## [What you need to do]
What lines below hold the string "comments"? Copy them all.

## [Data to examine]
**********
PR #11770, opened 2026-06-06
fix: ICE in select rank codegen for pointers and assumed rank subroutine arguments

### LINKED ISSUE #11767: ICE for select rank on assumed rank pointer dummy
## MRE

```fortran
program main
  integer, pointer :: a(:)

  allocate(a(3))
  print *, pointer_rank(a)

contains

  function pointer_rank(x) result(r)
    integer, pointer, intent(in) :: x(..)
    integer :: r

    select rank (x)
    rank (1)
      r = 1
    rank default
      r = -1
    end select
  end function pointer_rank

end program main
```

## output

```text

Assertion failed:
Ty && "Invalid GetElementPtrInst indices for type!"

```

## gfortran behavior

```text

           1
```

Jatinagarwal24:
fixes #11767
This commit resolves two interrelated LLVM codegen bugs causing Internal Compiler Errors (ICE) when dealing with pointer arrays and assumed rank parameters:

1. `visit_SelectRank` Pointer Handling:
Previously, `select rank` codegen relied strictly on `ASRUtils::is_allocatable()` to determine if a target's type needed to be loaded. When passed a `pointer` array instead, the codegen failed to load the underlying descriptor. This caused `arr_descr->get_rank()` to operate on an invalid LLVM pointer, triggering an assertion failure (`llvm::checkGEPType`). The logic was updated to use a more robust `LLVM::is_llvm_pointer()` check and `ASRUtils::type_get_past_allocatable_pointer()` for proper descriptor type extraction.

2. `convert_call_args` Assumed Rank Scalar Pointer Bug:
When passing a scalar `pointer` (e.g., `integer, pointer :: p0`) to an assumed rank subroutine argument `x(..)`, the codegen was incorrectly storing the variable's address (e.g. `i32**`) directly into the descriptor's data field (which expects `i32*`). This caused a type mismatch during LLVM IR construction. We fixed this by correctly checking if the argument is a pointer/allocatable using `LLVM::is_llvm_pointer()` and loading the value to its element type (`CreateLoad2`) before storing it in the descriptor. We also ensured the correct descriptor struct type is calculated using `ASRUtils::type_get_past_allocatable_pointer()`.


HarshitaKalani (approved):

Jatinagarwal24:
Hi @HarshitaKalani pls see if this good to merge?

PR #11776, opened 2026-06-07
fix: compile-time eval of unpack with scalar field

### LINKED ISSUE #11775: Bug : compile-value of unpack not evaluted
```.f90
program test_unpack_scalar
    implicit none
    logical,parameter :: mask(5)= [.true., .false., .true., .false., .true.]
    integer,parameter :: a(5) = unpack([100, 200, 300], mask, 0)
    if(a(1) /= 100 .or. a(2) /= 0 .or. a(3) /= 200 .or. a(4) /= 0 .or. a(5) /= 300) error stop   
end program
```

ambikeesshh:
fixes #11775

The `unpack` intrinsic failed to evaluate at compile time when `field`
was a scalar (e.g. `unpack([100, 200, 300], mask, 0)` in a `parameter`
declaration). `eval_Unpack` returned nullptr for scalar field, which
works at runtime but breaks constant folding.

The fix makes `populate_vector` and `populate_vector_complex` handle
scalar constants by broadcasting the value across the output vector,
instead of asserting `ArrayConstant_t`. The early `return nullptr` in
`eval_Unpack` is removed since scalars are now handled downstream.

### DIFF
--- a/integration_tests/CMakeLists.txt
+++ b/integration_tests/CMakeLists.txt
@@ -1468,7 +1468,7 @@ RUN(NAME intrinsics_147 LABELS gfortran llvm llvm_wasm llvm_wasm_emcc) # pack
 RUN(NAME intrinsics_148 LABELS gfortran llvm llvm_wasm llvm_wasm_emcc NO_FAST_MATH) # pack
 RUN(NAME intrinsics_149 LABELS gfortran llvm llvm_wasm llvm_wasm_emcc fortran NO_FAST_MATH) # unpack
 RUN(NAME unpack_scalar_field_01 LABELS gfortran llvm llvm_wasm llvm_wasm_emcc fortran)
-RUN(NAME unpack_scalar_field_02 LABELS llvm llvm_wasm llvm_wasm_emcc fortran)
+RUN(NAME unpack_scalar_field_02 LABELS gfortran llvm llvm_wasm llvm_wasm_emcc fortran)
 RUN(NAME intrinsics_150 LABELS gfortran llvm llvm_wasm llvm_wasm_emcc) # maskr
 RUN(NAME intrinsics_151 LABELS gfortran llvm llvm_wasm llvm_wasm_emcc) # maskl
 RUN(NAME intrinsics_152 LABELS gfortran llvm llvm_wasm llvm_wasm_emcc fortran) # selected_real_kind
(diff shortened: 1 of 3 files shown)


src/libasr/pass/intrinsic_array_function_registry.h
assem2002:
```suggestion
 lcompilers_assert(ASRUtils::is_value_constant(vector_a))
for (int i = 0; i < dim; i++) {
ASR::expr_t* arg_a {};
if(ASR::is_a<ASR::ArrayConstant>(vector_a)){
    ASR::ArrayConstant_t *a_const = 
        ASR::down_cast<ASR::ArrayConstant_t>(vector_a);
    arg_a = ASRUtils::fetch_ArrayConstant_value(al, a_const, i);
} else {
    arg_a = vector_a;
}
```

src/libasr/pass/intrinsic_array_function_registry.h
```diff
@@ -6461,7 +6472,21 @@ namespace Unpack {
...
+                                static_cast<typename T::first_type>(c_a->m_im)};
+                std::fill(a.begin(), a.end(), scalar_val);
+            } else {
+                LCOMPILERS_ASSERT(false);
+            }
+            return;
+        }
         ASR::ArrayConstant_t *a_const = ASR::down_cast<ASR::ArrayConstant_t>(vector_a);
 
         for (int i = 0; i < dim; i++) {
```
assem2002: Do same as suggested above.

assem2002 (approved):
LGTM. Thanks for the fix.
Please address my changes for concise code.

src/libasr/pass/intrinsic_array_function_registry.h
ambikeesshh: fixed

src/libasr/pass/intrinsic_array_function_registry.h
ambikeesshh: done

ambikeesshh:
> LGTM. Thanks for the fix. Please address my changes for concise code.

thanks for the review!
pushed the fix

integration_tests/CMakeLists.txt
```diff
@@ -1469,6 +1468,7 @@ RUN(NAME intrinsics_147 LABELS gfortran llvm llvm_wasm llvm_wasm_emcc) # pack
 RUN(NAME intrinsics_148 LABELS gfortran llvm llvm_wasm llvm_wasm_emcc NO_FAST_MATH) # pack
 RUN(NAME intrinsics_149 LABELS gfortran llvm llvm_wasm llvm_wasm_emcc fortran NO_FAST_MATH) # unpack
 RUN(NAME unpack_scalar_field_01 LABELS gfortran llvm llvm_wasm llvm_wasm_emcc fortran)
+RUN(NAME unpack_scalar_field_02 LABELS llvm llvm_wasm llvm_wasm_emcc fortran)
```
HarshitaKalani: Is there any specific reason to not include the `gfortran` label?

HarshitaKalani: I see, this is because in the added test, the declarations are done after executable statements. I think it is better to add the declarations at the top and add gfortran label here.

HarshitaKalani (commented):
Can you please address the comments? Thanks!

integration_tests/CMakeLists.txt
ambikeesshh: fixed and pushed. thanks!

ambikeesshh:
> Can you please address the comments? Thanks!

done 
thanks for review!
**********
## [Result of this task]
Can you please address the comments? Thanks!
> Can you please address the comments? Thanks!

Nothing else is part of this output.